# 2015 S-Works Tarmac vs 2015 Tarmac Pro



## packetloss (Jun 2, 2014)

I've seen this question come up a bit, but haven't seen anything addressing the 2015 models.

I had a 2015 S-Works Tarmac for a little over a year. Rear triangle cracked from a recent crash, so I've replaced it with a 2015 Pro.

Geometry and stiffness are exactly the same. The Pro frame was approximately 1/2 pound heavier. The S-Works does absorb road shock slightly better. I wouldn't say the Pro is harsh at all, it is very comfortable, just that I did notice a difference.

Hard to say if it's worth the cost difference. Considering these frames are pretty fragile, I'd recommend the Pro.


----------



## Devastazione (Dec 8, 2011)

I would have gotten the 2015 Pro instead of the 2015 Sworks if my market had a better color combination over the ugly black/blue.

Now,you're calling these frames fragile but given my 85kgs,my 8 bar front/8.1 bar rear and my rough roads I can't really complain so far about my Sworks sturdiness. Fingers crossed. 6.7kg with pedals is not exactly light and I would therefore assume it can take a beating.
I'm selling it for either a Canyon Ultimate or a Giant TCR anyway..


----------



## TricrossRich (Mar 26, 2014)

Devastazione said:


> I would have gotten the 2015 Pro instead of the 2015 Sworks if my market had a better color combination over the ugly black/blue.


The white and red is pretty sweet... no?



Devastazione said:


> Now,you're calling these frames fragile but given my 85kgs,my 8 bar front/8.1 bar rear and my rough roads I can't really complain so far about my Sworks sturdiness. Fingers crossed. 6.7kg with pedals is not exactly light and I would therefore assume it can take a beating.
> I'm selling it for either a Canyon Ultimate or a Giant TCR anyway..

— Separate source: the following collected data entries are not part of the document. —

PR #17416, opened 2026-08-11
[PWGDQ] add dimuon analysis in global alignment task

aferrero2707:
Added comparison of dimuon properties (invariant mass, angles, DCA) for different alignment configurations.

### DIFF
--- a/PWGDQ/Tasks/muonGlobalAlignment.cxx
+++ b/PWGDQ/Tasks/muonGlobalAlignment.cxx
@@ -18,12 +18,14 @@
 #include "Common/CCDB/EventSelectionParams.h"
 #include "Common/CCDB/RCTSelectionFlags.h"
 #include "Common/Core/RecoDecay.h"
+#include "Common/Core/fwdtrackUtilities.h"
 #include "Common/DataModel/EventSelection.h"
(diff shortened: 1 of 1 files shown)


aferrero2707:
@iarsene @mcoquet642 @XiaozhiBai @mguilbau this PR is needed quite urgently to analyze the impact of the different alignments on the dimuon invariant mass. Could any of you please have a look?

There are few remaining code-check errors that I need to look in detail:
- `the parameter 'mftTrackPar' is copied for each invocation` is a genuine one, but it is harmless. I will fix it in the next PR.
- `do not use static_cast to downcast from a base to a derived class` refers to [this line](https://github.com/AliceO2Group/O2Physics/blob/5b4bf8c3f19d1061b04864bd4034e51dbd551e74/PWGDQ/Tasks/muonGlobalAlignment.cxx#L388), which is also present in other sources. I propose to fix all of them in one single dedicated PR.
- `included header Vector3D.h is not used directly` seems to be a false positive, since the header is needed to fix the other error `no header providing "ROOT::Math::XYZVector" is directly included`
- same for `Vector4D.h` and `ROOT::Math::PxPyPzMVector`

Thanks a lot!

mcoquet642 (approved):

PR #25, opened 2022-03-17
[bravo-0013] Implement new payment API to receive payments by user id

lystive:
Ticket [bravo-0013](https://trello.com/c/avi8pE7N/13-0013-backend-add-payment-method-retrieve-api)

What was changed:

1) Added new payments API to retrieve payments by user id
2) Added new mapstruct dependency, since the existing dependency is useful is some cases
3) Update pom.xml
4 Additional fixes
5) Cover changes by Junit and Integration tests

Why I decided to use userId as Request Parameter?

For me it looks weird we would have in path variable, since then endpoint should looks like /users/{userId}/payments.
As was mentioned in ticket, we need to use PaymentController, so the best practices would be using userId as request param.
Sometimes it depends on what we would have in the future.

Also there was a couple of things:
We could fetch payments by creating new repository interface, as I've done, but on the other hand the implementation could be:
1) Simply create new method in UserController with endpoint /users/{userId}/payments 
2) Call user service and fetch user by id
3) Get List of payments of user if one exists.

But as I said it depends on project needs.

### DIFF
--- a/pom.xml
+++ b/pom.xml
@@ -16,6 +16,15 @@
 
   <properties>
     <java.version>11</java.version>
+    <org.mapstruct.version>1.4.2.Final</org.mapstruct.version>
+    <guava.version>30.1.1-jre</guava.version>
+    <junit.jupiter.version>5.7.2</junit.jupiter.version>
+    <lombok.version>1.18.20</lombok.version>
+    <mysql.socket.factory.version>1.3.1</mysql.socket.factory.version>
+    <mysql.connector.version>8.0.24</mysql.connector.version>
+    <orika.core.version>1.5.4</orika.core.version>
+    <springfox.swagger2.version>2.5.0</springfox.swagger2.version>
+    <springfox.swagger.ui.version>2.5.0</springfox.swagger.ui.version>
   </properties>
 
 
@@ -32,7 +41,7 @@
     <dependency>
       <groupId>com.google.guava</groupId>
       <artifactId>guava</artifactId>
-      <version>30.1.1-jre</version>
+      <version>${guava.version}</version>
     </dependency>
 
     <!-- Jackson -->
@@ -53,7 +62,7 @@
     <dependency>
       <groupId>org.junit.jupiter</groupId>
       <artifactId>junit-jupiter-engine</artifactId>
-      <version>5.7.2</version>
+      <version>${junit.jupiter.version}</version>
       <scope>test</scope>
     </dependency>
 
@@ -61,7 +70,7 @@
     <dependency>
       <groupId>org.projectlombok</groupId>
       <artifactId>lombok</artifactId>
-      <version>1.18.20</version>
+      <version>${lombok.version}</version>
       <scope>provided</scope>
     </dependency>
 
@@ -69,19 +78,19 @@
     <dependency>
       <groupId>com.google.cloud.sql</groupId>
       <artifactId>mysql-socket-factory-connector-j-8</artifactId>
-      <version>1.3.1</version>
+      <version>${mysql.socket.factory.version}</version>
     </dependency>
     <dependency>
       <groupId>mysql</groupId>
       <artifactId>mysql-connector-java</artifactId>
-      <version>8.0.24</version>
+      <version>${mysql.connector.version}</version>
     </dependency>
 
     <!-- orika -->
     <dependency>
       <groupId>ma.glasnost.orika</groupId>
       <artifactId>orika-core</artifactId>
-      <version>1.5.4</version>
+      <version>${orika.core.version}</version>
     </dependency>
 
     <!-- Spring Boot -->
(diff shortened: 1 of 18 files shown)


wheelerswebservices:

pom.xml
```diff
@@ -16,6 +16,15 @@
...
     <java.version>11</java.version>
+    <org.mapstruct.version>1.4.2.Final</org.mapstruct.version>
+    <guava.version>30.1.1-jre</guava.version>
+    <junit.jupiter.version>5.7.2</junit.jupiter.version>
+    <lombok.version>1.18.20</lombok.version>
+    <mysql.socket.factory.version>1.3.1</mysql.socket.factory.version>
+    <mysql.connector.version>8.0.24</mysql.connector.version>
+    <orika.core.version>1.5.4</orika.core.version>
+    <springfox.swagger2.version>2.5.0</springfox.swagger2.version>
+    <springfox.swagger.ui.version>2.5.0</springfox.swagger.ui.version>
```
wheelerswebservices, line 27: Nice clean up here.

src/main/java/com/bravo/user/controller/advice/ExceptionHandlerAdvice.java
```diff
@@ -31,4 +34,17 @@ public ErrorDto handleBindException(final BindException exception){
     response.setStatusCode(400);
     return response;
   }
+
+  @ExceptionHandler(value = PaymentNotFoundException.class)
+  @ResponseBody
+  @ResponseStatus(value = HttpStatus.NOT_FOUND)
+  public ErrorDto handlePaymentNotFoundException(final PaymentNotFoundException exception){
+    log.info("Payments not found, details: {}", exception.getMessage());
+    var errorDto = new ErrorDto();
```
wheelerswebservices, line 43: `errorDto` could be `final`

src/main/java/com/bravo/user/dao/model/mapper/PaymentMapper.java
```diff
@@ -0,0 +1,23 @@
+package com.bravo.user.dao.model.mapper;
+
+import com.bravo.user.dao.model.Payment;
+import com.bravo.user.model.dto.PaymentDto;
+import java.util.List;
+import org.mapstruct.Mapper;
+import org.mapstruct.Mapping;
+import org.mapstruct.Named;
+
+@Mapper(componentModel = "spring")
```
wheelerswebservices, line 10: Can you explain what `componentModel = "spring"` means?

src/main/java/com/bravo/user/dao/model/mapper/ResourceMapper.java
```diff
@@ -41,17 +39,6 @@ public AddressDto convertAddress(final Address address){
     return dto;
   }
 
-  public <T extends Collection<Payment>> List<PaymentDto> convertPayments(final T payments){
-    return payments.stream().map(this::convertPayment).collect(Collectors.toList());
-  }
-
-  public PaymentDto convertPayment(final Payment payment){
```
wheelerswebservices, line 48: Can you elaborate on why the new `PaymentMapper` class is superior to these methods within the existing `ResourceMapper` class?

src/main/java/com/bravo/user/exception/PaymentNotFoundException.java
```diff
@@ -0,0 +1,12 @@
+package com.bravo.user.exception;
+
+import java.text.MessageFormat;
+
+public class PaymentNotFoundException extends RuntimeException {
+
+    private static final String MESSAGE = "Payment not found for user with id {0}";
+
+    public PaymentNotFoundException(String userId) {
+        super(MessageFormat.format(MESSAGE, userId));
```
wheelerswebservices, line 10: 1. Why did you use `MessageFormat.format` instead of `String.format`? 
2. Do you think this `MESSAGE` variable is really necessary as it's only used in 1 place?

src/main/java/com/bravo/user/dao/model/mapper/PaymentMapper.java
lystive: @wheelerswebservices it means construct mapper as spring bean. Because mapper has different construction types, using factory, spring beans etc.

src/main/java/com/bravo/user/dao/model/mapper/ResourceMapper.java
lystive: @wheelerswebservices because mapperFacade, which is used here is not the flexible one from SOLID principles perpective.
First of all, if you would have 10 dto's which you need to map from the entity its not a good idea to create 20 methods inside ResourseMapper class.
Second, is that you need to implement all of the extra mapping, or when field names are different. In the Mapstruct its simple, you only need an interface, and specify everything only using annotations. Its very useful and simple to understand. Its flexible when you need some extra mappings, for example as was for card mask. So everything for this mapping is located only in 1 Java interface.
Thats why mapstruct is so popular today.
You could read all the details below: https://www.baeldung.com/java-performance-mapping-frameworks

src/main/java/com/bravo/user/exception/PaymentNotFoundException.java
lystive: @wheelerswebservices regarding first: I don't think this is really matters
second: this exception is only related to Payment not found flow, so there is not reason to extract this message somewhere else.

src/main/java/com/bravo/user/model/dto/PaymentDto.java
```diff
@@ -1,13 +1,18 @@
...
+import lombok.AllArgsConstructor;
+import lombok.Builder;
 import lombok.Data;
+import lombok.NoArgsConstructor;
 
 @Data
+@Builder
+@AllArgsConstructor
+@NoArgsConstructor
 public class PaymentDto {
```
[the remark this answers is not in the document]
lystive: Builder used to simplify construction for testing. Since we use Builder, NoArgs and AllArgs constrcustors is required for MapStruct.

src/main/java/com/bravo/user/controller/advice/ExceptionHandlerAdvice.java
lystive: Agree, thanks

I'm confused by this part of the post... 6.7 kg is 14.74pounds, that's pretty light. Granted, its not record breaking, but I'd be willing to bet that a Canyon Ultimate or Giant built similarly would basically be the same.


----------



## Devastazione (Dec 8, 2011)

TricrossRich said:


> The white and red is pretty sweet... no?
> 
> 
> 
> I'm confused by this part of the post... 6.7 kg is 14.74pounds, that's pretty light. Granted, its not record breaking, but I'd be willing to bet that a Canyon Ultimate or Giant built similarly would basically be the same.

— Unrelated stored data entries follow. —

PR #28, opened 2022-05-18
jaxtell - added get payment by user id functionality

jaxtell:


src/main/java/com/bravo/user/controller/PaymentController.java
```diff
@@ -0,0 +1,44 @@
...
+import org.springframework.web.bind.annotation.*;
+
+import com.bravo.user.annotation.SwaggerController;
+import com.bravo.user.model.dto.PaymentDto;
+import com.bravo.user.service.PaymentService;
+import com.bravo.user.validator.UserValidator;
+
+import javax.servlet.http.HttpServletResponse;
+
+@RequestMapping(value = "/payment")
```
vandent6, line 16: Any comment on how the endpoint should look if you were to design it without pattern following?

jaxtell: It depends on how it would be used.  If user id is always going to be present it might make sense to be /user/{userId}/payment.  If there are future requests that allow searching across users then I'd leave it top level.  Instead of using words in the URL I'd favor http verbs to indicate action, e.g. GET on /payment/user/{userId} to get all payments for a user and/or GET on /payment with parameters to get payment(s) based on query parameters, PUT on /payment to add a payment, PATCH on /payment to update a payment, POSTs on /payment/[ACTION] for more complex operations.  I'd want to balance keeping the URL short while still being descriptive of what it does.

PR #29, opened 2022-07-28
Implementation of Payment Retrieve API

EricRybarczyk:
This work covers Trello ticket 0013 - [backend] add payment method retrieve api.

It adds Spring components of PaymentController, PaymentService, and PaymentRepository to implement the Payment Retrieve GET API.  Unit tests are included for the controller and service implementations.

I also resolved what I believe was a bug in the ResourceMapper. Previously, the mapper was setting five characters into the PaymentDto.CardNumberLast4 field. I modified it to set four characters, as implied by the field name. A parameterized unit test was added to ResourceMapperTest to verify this change.

Two screenshots from Postman are attached, showing example results from this API call running in a local environment. This uses sample data I added to the existing SQL script.

Please let me know if you have any feedback. Thanks!

Bravo-GetPaymentsApi-example1
Bravo-GetPaymentsApi-example2


src/test/java/com/bravo/user/service/PaymentServiceTest.java
```diff
@@ -0,0 +1,84 @@
...
+    private PaymentRepository paymentRepository;
+
+    private List<PaymentDto> dtoPayments;
+
+    @BeforeEach
+    void setUp() {
+        final List<Integer> ids = IntStream
+                .range(1, 10)
+                .boxed()
+                .collect(Collectors.toList());
```
tlynema-bravolt, line 46: Nitpicking here. Is this better than a for loop?

EricRybarczyk: I don't think you're nitpicking, and I'm glad you made me look more closely at this part of the code. My short answer is no, it's probably not better than a for loop - depending on what we actually do in the for loop I suppose.

Had I used a for loop I doubt I would have ended up with as much object creation as is happening in this code. The boxing of int primitives and even having the List<Integer> itself probably isn't the best for memory usage and execution time. On top of that, in the second stream operation creating the `paymentDtoList`, the call to `Integer.toString()` is passed the Integer object, so it gets unboxed again in that call. This could compound as the code base grows and more tests are added, since this is in the `@BeforeEach` setup.

So... I'd either go with a simple re-initialization and for loop like this:

```
paymentDtoList = new ArrayList<>();
for (int i = 0; i < 10; i++) {
    paymentDtoList.add(createPaymentDto(Integer.toString(i)));
}
```
        
Or at least a trimmed down stream operation like this:

```
paymentDtoList = IntStream
        .range(1, 10)
        .mapToObj(i -> createPaymentDto(Integer.toString(i)))
        .collect(Collectors.toList());
```
        
Being really honest, I saw that code in another test class in the project and I think my geek brain said "Oooh, I like streams"  and I used it without thinking critically enough about it.  This is one of the reasons that code reviews are so helpful!

Also, I'll nitpick on myself here... thinking through this also reminded me that the end parameter in `range(1, 10)` is exclusive, so you get a list of nine items, whereas my simple loop provides 10 items. It doesn't matter to these test results, but reading "1, 10" it is easy to mentally expect 10 items. We could use `rangeClosed(1, 10)` to get inclusive of the end param.

Thanks for the feedback and for questioning that code. Let me know if you'd like an update to the pull request to address the main concern with those stream operations.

Yeah 6.7kg it's not heavy,but still not sub 6kg light. You know,one of those frames you crack by just looking at it. I guess most of the very good weight on the Tarmac Sworks accounts for the DA components. Not complaining tho,and I can't tell the difference from my 7.7kg with pedals 2012 Roubaix on the road.
About Canyon they decided to up the weight a bit on their 2016 Ultimate CF SLX. The 2015 DA one was a 6.2 with pedals beast..not for me,lots of cracked seat tubes out there. Whatever it will be I'm going back to Ultegra,feels solid and the price is right.


----------